Sanırım edebiyatımızın en güzel açılış cümlelerinden birisine sahip Tol. Daha ilk cümlesinde neyi anlatacağını söylüyor. Nasıl anlatacağını da ilk beş on sayfada belli ediyor. Biraz sert, ağır; ama anlaşılmayacak bir ağırlık değil. Ağır konuşmaktaki ağırlık. Küfür gibi yani. Hatta yer yer küfürlü.

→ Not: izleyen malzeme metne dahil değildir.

PR #1617, opened 2020-06-04
Add management command to update ES mappings for Archivematica 1.12

tw4l:
Fixes https://github.com/archivematica/Issues/issues/1228

This management command uses Put Mapping to update the mappings for the `aips` and `aipfiles` indices, to ensure proper sorting in the Archival Storage tab DataTable in Archivematica 1.12.

This command must be run immediately following the upgrade to Archivematica 1.12, prior to new AIPs being ingested, as Put Mapping is unable to change the data type of existing ES fields. New string fields will be automatically set to "text" rather than "keyword" if not explicitly defined in the mapping, which will prevent the Put Mapping command from working.

Note that reindexing is still necessary in cases where users want to fully populate the new fields for AIPs ingested prior to Archivematica 1.12.

### DIFF
--- a/src/dashboard/src/main/management/commands/update_elasticsearch_mappings.py
+++ b/src/dashboard/src/main/management/commands/update_elasticsearch_mappings.py
@@ -1,0 +1,79 @@
+# -*- coding: utf-8 -*-
+"""Update Elasticsearch mappings for Archivematica 1.12
+
+This command updates the Elasticsearch mappings for the aips and
+aipfiles indices for Archivematica 1.12 to enable sorting on all fields
+displayed in the new Archival Storage DataTable and populates the new
+filePath.raw subfield in the aipfiles index using an Update By Query.
+
+Execution example:
+
+./manage.py update_elasticsearch_mappings
+"""
+from __future__ import absolute_import, print_function
+
+import sys
+
+from django.conf import settings
+from elasticsearch import ElasticsearchException
+
+from main.management.commands import DashboardCommand
+import elasticSearchFunctions as es
+
+
+class Command(DashboardCommand):
+
+    help = __doc__
+
+    def handle(self, *args, **options):
+        # Check that the AIPs index is enabled before proceeding.
+        if es.AIPS_INDEX not in settings.SEARCH_ENABLED:
+            self.error(
+                "The AIPs indexes are not enabled. Please, make sure to "
+                "set the *_SEARCH_ENABLED environment variables to `true` "
+                "to enable the AIPs and Transfers indexes, or to `aips` "
+                "to only enable the AIPs indexes."
+            )
+            sys.exit(1)
+
+        try:
+            es.setup_reading_from_conf(settings)
+            es_client = es.get_client()
+        except ElasticsearchException:
+            self.error("Error: Elasticsearch may not be running.")
+            sys.exit(1)
+
+        # Update the AIPs index mappings.
+        es_client.indices.put_mapping(
+            index=es.AIPS_INDEX,
+            doc_type=es.DOC_TYPE,
+            body={
+                "properties": {
+                    "accessionids": {"type": "keyword"},
+                    "status": {"type": "keyword"},
+                    "file_count": {"type": "integer"},
+                }
+            },
+        )
+
+        # Update the AIP files index mapping.
+        es_client.indices.put_mapping(
+            index=es.AIP_FILES_INDEX,
+            doc_type=es.DOC_TYPE,
+            body={
+                "properties": {
+                    "accessionid": {"type": "keyword"},
+                    "status": {"type": "keyword"},
+                    "filePath": {
+                        "type": "text",
+                        "analyzer": "file_path_and_name",
+                        "fields": {"raw": {"type": "keyword"}},
+                    },
+                }
+            },
+        )
+
+        # Perform an update by query on the aipfiles index to populate
+        # the filePath.raw subfield from existing text values. We do
+        # not specify a query to ensure that all documents are updated.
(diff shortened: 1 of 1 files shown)


src/dashboard/src/main/management/commands/update_elasticsearch_mappings.py
```diff
@@ -0,0 +1,75 @@
...
+                "to only enable the AIPs indexes."
+            )
+            sys.exit(1)
+
+        es.setup_reading_from_conf(settings)
+        es_client = es.get_client()
+
+        try:
+            es_client.info()
+        except ElasticsearchException:
```
jraddaoui: Unlike you would expect, we check the indexes existence while setting up the client in ... https://github.com/artefactual/archivematica/blob/qa/1.x/src/archivematicaCommon/lib/elasticSearchFunctions.py#L202.

So you may want to include the setup and client retrieval in the try block instead of the info call.

jraddaoui: Ups, clicked single comment but I'm on it @tw4l ;)

src/dashboard/src/main/management/commands/update_elasticsearch_mappings.py
```diff
@@ -0,0 +1,75 @@
...
+
+        # Update AIPs index mappings
+        es_client.indices.put_mapping(
+            index=es.AIPS_INDEX,
+            doc_type=es.DOC_TYPE,
+            body={
+                "properties": {
+                    "accessionids": {"type": "keyword"},
+                    "status": {"type": "keyword"},
+                    "file_count": {"type": "integer"},
```
jraddaoui, line 54: We really need to normalize field names in our indexes, but it may be to late to do it in here. I added a comment about this in ... https://github.com/archivematica/Issues/issues/404.

src/dashboard/src/main/management/commands/update_elasticsearch_mappings.py
```diff
@@ -0,0 +1,75 @@
...
+            index=es.AIP_FILES_INDEX,
+            doc_type=es.DOC_TYPE,
+            body={
+                "properties": {
+                    "accessionid": {"type": "keyword"},
+                    "status": {"type": "keyword"},
+                    "filePath": {
+                        "type": "text",
+                        "analyzer": "file_path_and_name",
+                        "fields": {"raw": {"type": "keyword"}},
```
jraddaoui, line 70: Is this new raw field populated in existing documents when the mapping is modified? If that's not the case, I think it's the only one that we could populate in this script based on the current value of the text field. You could use the [update by query API](https://www.elastic.co/guide/en/elasticsearch/reference/6.8/docs-update-by-query.html) and a [Painless script](https://www.elastic.co/guide/en/elasticsearch/painless/6.8/painless-examples.html) to do so if it's needed.

Considering that we can't do the same for the other new fields, feel free to disregard if this is something outside the scope of this feature. Nevertheless, it would be nice to note this limitations in the Archivematica documentation.

jraddaoui (approved):
This is really nice @tw4l and it's looking great!

It raises the question (as the reindex_from_remote_cluster script that I added did) about how we handle this kind of upgrades and the trade offs of having multiple one go commands needed for specific versions. I had a quick chat with @sevein yesterday about this and we considered that it's a bigger issue that we need to analyze separately, so I think this is okay to merge.

Please, make sure the upgrade process gets documented properly for the usage of this script. Thanks!

src/dashboard/src/main/management/commands/update_elasticsearch_mappings.py
tw4l: Yes, agreed @jraddaoui! I tried to balance consistency in the indices with keeping a reasonable scope for the project (especially given that the scope of work involved for the Archival Storage tab was larger than estimated) and not requiring too many changes to existing installations, but in retrospect I would have focused more on normalizing field names. And now that I'm more familiar with Elasticsearch, I see that `accessionids` for example could have just been `accessionid`, since ES will natively handle turning a field into an array if there are multiple values of the same type (and of course, ideally would be `accession_id` across the different indices).

Thanks for adding the comment to https://github.com/archivematica/Issues/issues/404 so this stays on our radar.

src/dashboard/src/main/management/commands/update_elasticsearch_mappings.py
tw4l: It looks like the new raw field is not updated, so good catch! I will look into populating that field in this script as I have time this week.

I'll also make sure that the limitations of the script are clear in the Archivematica documentation and on our radar for 1.12 client upgrades, so that everyone's aware of what this script does and doesn't do, and that full reindexing is necessary if one wants to fully populate these new fields for AIPs ingested prior to the upgrade.

jraddaoui: Thinking it through ... If we still have to document that limitation for all the other fields, it probably doesn't deserve the effort to fix it for this one. Totally up to you ;)

tw4l:
Relates to https://github.com/archivematica/Issues/issues/1257

src/dashboard/src/main/management/commands/update_elasticsearch_mappings.py
tw4l: Hi @jraddaoui - coming back to this after a little while, but I went ahead and added the query by update to populate the `filePath.raw` subfield because some Archivematica users may not want or be able to fully reindex and this seems like a rather crucial field to be able to sort on. Thanks for the suggestion!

Kitapta anlatılan dönem biraz muğlak olsa da 2000'den önceki aşağı yukarı bir elli yılı anlattığını söyleyebiliriz. Kurgusal karakterler üzerinden devrimi, devrim ateşini, belki biraz her genç insanın içinde yer alan anarşizmi anlatıyor. İçki gırla. Kitapta en çok yapılan iş içmek. Devrim sağlam kafayla başarılacak gibi değil çünkü. Biraz sıyırmak şart.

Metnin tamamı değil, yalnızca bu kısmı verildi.